海外の、ジャズなどのポピュラー系の楽器指導動画には、音程よりまずはリズムを重視するようにという指導者がいる。リズムに乗るというのは大変な作業で、前の音と次の音を聞き、その「間隔」を記憶して、次の音が来るタイミングのちょっと前に予備動作を始めてジャストタイミングで楽器を鳴らさなければならない。伴奏を聞いてからでは遅く、鳴らしたらすぐ次の音、次の次の音を想定して構える。それを1秒の間に何回か繰り替えすのを数分間続ける。

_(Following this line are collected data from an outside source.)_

PR #2136, opened 2020-06-22
Implement sleep function for external flash

YutingYou:
### Feature

Implement sleep function for external flash

### Steps to Test

Test the sleep API with the example application, make sure the sleep API won't affect the behavior of the file system.

### Example App

```c
void setup(void) {
}

void loop() {
    static int index = 0;
    EEPROM.begin();
    EEPROM.write(10, '0' + index++ % 10);
    Log.info("Read: %c", EEPROM.read(10));
    EEPROM.end();
    hal_exflash_sleep(true, nullptr);
    delay(1000);
    hal_exflash_sleep(false, nullptr);
}
```

### References

[CH55886]

---

### Completeness

- [ ] Added documentation

### DIFF
--- a/hal/src/nRF52840/exflash_hal.c
+++ b/hal/src/nRF52840/exflash_hal.c
@@ -1,5 +1,5 @@
 /*
- * Copyright (c) 2018 Particle Industries, Inc.  All rights reserved.
+ * Copyright (c) 2020 Particle Industries, Inc.  All rights reserved.
  *
  * This library is free software; you can redistribute it and/or
  * modify it under the terms of the GNU Lesser General Public
@@ -155,16 +155,14 @@ static int configure_memory() {
 
     // Send reset enable
     err_code = exflash_qspi_cinstr_xfer(&cinstr_cfg, NULL, NULL);
-    if (err_code)
-    {
+    if (err_code) {
         return -1;
     }
 
     // Send reset command
     cinstr_cfg.opcode = QSPI_STD_CMD_RST;
     err_code = exflash_qspi_cinstr_xfer(&cinstr_cfg, NULL, NULL);
-    if (err_code)
-    {
+    if (err_code) {
         return -2;
     }
 
@@ -183,8 +181,7 @@ static int configure_memory() {
 #error "Unsupported platform for external flash"
 #endif
 
-    if (err_code)
-    {
+    if (err_code) {
         return -3;
     }
 
@@ -203,8 +200,7 @@ static int exit_secure_otp() {
     return exflash_qspi_cinstr_quick_send(QSPI_MX25_CMD_EXSO, 1, NULL);
 }
 
-int hal_exflash_init(void)
-{
+int hal_exflash_init(void) {
     int ret = 0;
 
     // PATCH: Initialize CS pin, external memory discharge
@@ -240,16 +236,13 @@ int hal_exflash_init(void)
     };
 
     ret = nrfx_qspi_init(&config, NULL, NULL);
-    if (ret)
-    {
-        if (ret == NRFX_ERROR_TIMEOUT)
-        {
+    if (ret) {
+        if (ret == NRFX_ERROR_TIMEOUT) {
             // Could have timed out because the flash chip might be in an ongoing program/erase operation.
             // Suspend it.
             LOG_DEBUG(TRACE, "QSPI NRFX timeout error. Suspend pgm/ers op.");
             ret = hal_exflash_special_command(HAL_EXFLASH_COMMAND_NONE, HAL_EXFLASH_COMMAND_SUSPEND_PGMERS, NULL, NULL, 0);
-            if (ret)
-            {
+            if (ret) {
                 goto hal_exflash_init_done;
             }
         }
@@ -259,14 +252,12 @@ int hal_exflash_init(void)
 
     // Wake up external flash from deep power down mode
     ret = hal_exflash_special_command(HAL_EXFLASH_COMMAND_NONE, HAL_EXFLASH_COMMAND_WAKEUP, NULL, NULL, 0);
-    if (ret)
-    {
+    if (ret) {
         goto hal_exflash_init_done;
     }
 
     ret = configure_memory();
-    if (ret)
-    {
+    if (ret) {
         goto hal_exflash_init_done;
     }
 
@@ -275,8 +266,7 @@ hal_exflash_init_done:
     return ret;
 }
 
-int hal_exflash_uninit(void)
-{
+int hal_exflash_uninit(void) {
     hal_exflash_lock();
 
     nrfx_qspi_uninit();
@@ -294,8 +284,7 @@ int hal_exflash_uninit(void)
     return 0;
 }
 
-int hal_exflash_write(uintptr_t addr, const uint8_t* data_buf, size_t data_size)
-{
+int hal_exflash_write(uintptr_t addr, const uint8_t* data_buf, size_t data_size) {
     hal_exflash_lock();
     int ret = hal_flash_common_write(addr, data_buf, data_size,
                                      &perform_write, &hal_flash_common_dummy_read);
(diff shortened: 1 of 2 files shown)


hal/src/nRF52840/exflash_hal.c
```diff
@@ -49,6 +50,9 @@ enum qspi_cmds_t {
 
 static const size_t MX25_OTP_SECTOR_SIZE = 4096 / 8; /* 4Kb or 512B */
 
+static bool qspi_initialized = false;;
```
avtolstoy, line 53: Nit: perhaps use a `state` instead of two almost exclusive boolean variables?

hal/src/nRF52840/exflash_hal.c
```diff
@@ -574,3 +584,32 @@ int hal_exflash_special_command(hal_exflash_special_sector_t sp, hal_exflash_com
...
+        hal_exflash_uninit();
+        qspi_suspended = true;
+    } else {
+        // Restore I2C
+        if (!qspi_suspended) {
+            hal_exflash_unlock();
+            return SYSTEM_ERROR_NONE;
+        }
+        hal_exflash_init();
+        qspi_suspended = false;
```
avtolstoy, line 611: This seems to be already done in `hal_exflash_init()`. The errors should also be propagated from `hal_exflash_init()`. It may very well potentially fail, which can as usual lead to filesystem corruption.

hal/src/nRF52840/exflash_hal.c
YutingYou: Fixed

hal/src/nRF52840/exflash_hal.c
YutingYou: Fixed, also check other qspi API inside the sleep API

hal/src/nRF52840/exflash_hal.c
```diff
@@ -574,3 +581,33 @@ int hal_exflash_special_command(hal_exflash_special_sector_t sp, hal_exflash_com
     hal_exflash_unlock();
     return ret;
 }
+
+int hal_exflash_sleep(bool sleep, void* reserved) {
+    hal_exflash_lock();
```
XuGuohui, line 586: We should acquire the lock if entering sleep mode is requested, and release it after exiting sleep mode.

YutingYou: Not very clear why we should lock the external flash so long time. And in stop mode, we also stop the scheduler.

hal/src/nRF52840/exflash_hal.c
```diff
@@ -574,3 +581,33 @@ int hal_exflash_special_command(hal_exflash_special_sector_t sp, hal_exflash_com
...
+    if (sleep) {
+        // Suspend I2C
+        if (qspi_state != HAL_EXFLASH_STATE_ENABLED) {
+            hal_exflash_unlock();
+            return SYSTEM_ERROR_INVALID_STATE;
+        }
+        // Put external flash into sleep and disable QSPI peripheral
+        if (hal_exflash_special_command(HAL_EXFLASH_SPECIAL_SECTOR_NONE, HAL_EXFLASH_COMMAND_SLEEP, NULL, NULL, 0) != SYSTEM_ERROR_NONE ||
```
avtolstoy, line 594: 1. This is probably going to fail if there is an ongoing write/erase operation. See the `HAL_EXFLASH_COMMAND_SUSPEND_PGMERS` logic in `hal_exflash_init`. Probably same thing should be done here.
2. It's not clear whether both `hal_exflash_special_command` and `hal_exflash_uninit` calls should happen. Please refactor to state the intent clearer, as right now it seems we are calling `hal_exflash_uninit` only if sleep command fails. If the sleep command does not fail, do we need to reinitialize pins? As far as I remember there is a leak through one of them.

hal/src/nRF52840/exflash_hal.c
```diff
@@ -574,3 +581,33 @@ int hal_exflash_special_command(hal_exflash_special_sector_t sp, hal_exflash_com
...
+        qspi_state = HAL_EXFLASH_STATE_SUSPENDED;
+    } else {
+        // Restore I2C
+        if (qspi_state != HAL_EXFLASH_STATE_SUSPENDED) {
+            hal_exflash_unlock();
+            return SYSTEM_ERROR_INVALID_STATE;
+        }
+        if (hal_exflash_init() != SYSTEM_ERROR_NONE) {
+            hal_exflash_unlock();
+            return SYSTEM_ERROR_INTERNAL;
```
avtolstoy, line 608: The error from `hal_exflash_init()` should be propagated instead.

hal/src/nRF52840/exflash_hal.c
```diff
@@ -585,27 +554,33 @@ int hal_exflash_special_command(hal_exflash_special_sector_t sp, hal_exflash_com
...
         }
         // Put external flash into sleep and disable QSPI peripheral
-        if (hal_exflash_special_command(HAL_EXFLASH_SPECIAL_SECTOR_NONE, HAL_EXFLASH_COMMAND_SLEEP, NULL, NULL, 0) != SYSTEM_ERROR_NONE ||
-            hal_exflash_uninit() != SYSTEM_ERROR_NONE) {
-            hal_exflash_unlock();
-            return SYSTEM_ERROR_INTERNAL;
+        if (hal_exflash_special_command(HAL_EXFLASH_SPECIAL_SECTOR_NONE, HAL_EXFLASH_COMMAND_SLEEP, NULL, NULL, 0)) {
+            // It may fail as the flash chip might be in an ongoing program/erase operation.
+            // Suspend it.
+            int ret = hal_exflash_special_command(HAL_EXFLASH_COMMAND_NONE, HAL_EXFLASH_COMMAND_SUSPEND_PGMERS, NULL, NULL, 0);
```
avtolstoy, line 566: If we get here we are not putting the QSPI flash back into sleep state though.

XuGuohui: Just looked through the datasheet and found that the sleep command is not acceptable when program/erase is suspended. So if the first attempt executing the sleep command failed, we should return, leaving the external flash running.

avtolstoy: We can always abort the pending write/erase as well. It shouldn't cause any problems.

XuGuohui: So simply re-initialize the external flash if executing the sleep command failed and then re-execute the sleep command to put it into sleep state?

avtolstoy: I'd probably suggest:

1. Sleep command
2. If fails suspend write/erase
3. QSPI_STD_CMD_RSTEN (which will abort suspended operation)
4. Sleep
5. If fails, give up probably

XuGuohui: Good suggestion! Will do.

hal/src/nRF52840/exflash_hal.c
```diff
@@ -571,6 +542,48 @@ int hal_exflash_special_command(hal_exflash_special_sector_t sp, hal_exflash_com
...
+        if (qspi_state != HAL_EXFLASH_STATE_ENABLED) {
+            hal_exflash_unlock();
+            return SYSTEM_ERROR_INVALID_STATE;
+        }
+        // Put external flash into Deep Power-down mode
+        if (hal_exflash_special_command(HAL_EXFLASH_SPECIAL_SECTOR_NONE, HAL_EXFLASH_COMMAND_SLEEP, NULL, NULL, 0)) {
+            // It may fail as the flash chip might be in an ongoing program/erase operation. Suspend it.
+            hal_exflash_special_command(HAL_EXFLASH_SPECIAL_SECTOR_NONE, HAL_EXFLASH_COMMAND_SUSPEND_PGMERS, NULL, NULL, 0);
+            // Abort the suspended write/erase operation.
+            hal_exflash_special_command(HAL_EXFLASH_SPECIAL_SECTOR_NONE, HAL_EXFLASH_COMMAND_RESET, NULL, NULL, 0);
```
avtolstoy, line 563: Just one minor thing: after this command you might need to send `QSPI_STD_CMD_WRSR`. Double check the datasheet.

言葉で書くと離れ技のようにも思えるが、そこは人間が本来持っている摩訶不思議な力が発揮されるので、練習すればそれなりにできるようになる。
リズムに乗れるようになるためには、やはり伴奏動画に合わせて練習するのが一番のようだ。音程中心で指使いなどを覚える練習ばかりしていると、伴奏に合わせた当初は合わなくていやになる。が、追い立てられながら必死で弾いているほうが、摩訶不思議な力が発揮されやすいらしく、上達が早いようだ。そして、伴奏の流れを待ち構えて、ジャストタイミングでビシビシ音を出せたときの気分の良さは格別だ。短期記憶力どころか、生きる活力そのものが湧き上がってくるような気さえする。